Every entry below should be printed again exactly as it reads.

= Beginning of Section =

PR #961, opened 2024-04-15
feat: metered data responsible should also check delegation relations as grid operator

MadsDue:
We need to ensure that messages to metered data repsonsible is also delageted to a new receiver if there is a delegation relationship setup for the actor as a grid operator.

### DIFF
--- a/source/IntegrationTests/Application/OutgoingMessages/WhenEnqueueingOutgoingMessageWithDelegationTests.cs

= End of Section =

**Answer section**
PR #961, opened 2024-04-15
feat: metered data responsible should also check delegation relations as grid operator

MadsDue:
We need to ensure that messages to metered data repsonsible is also delageted to a new receiver if there is a delegation relationship setup for the actor as a grid operator.

### DIFF
--- a/source/IntegrationTests/Application/OutgoingMessages/WhenEnqueueingOutgoingMessageWithDelegationTests.cs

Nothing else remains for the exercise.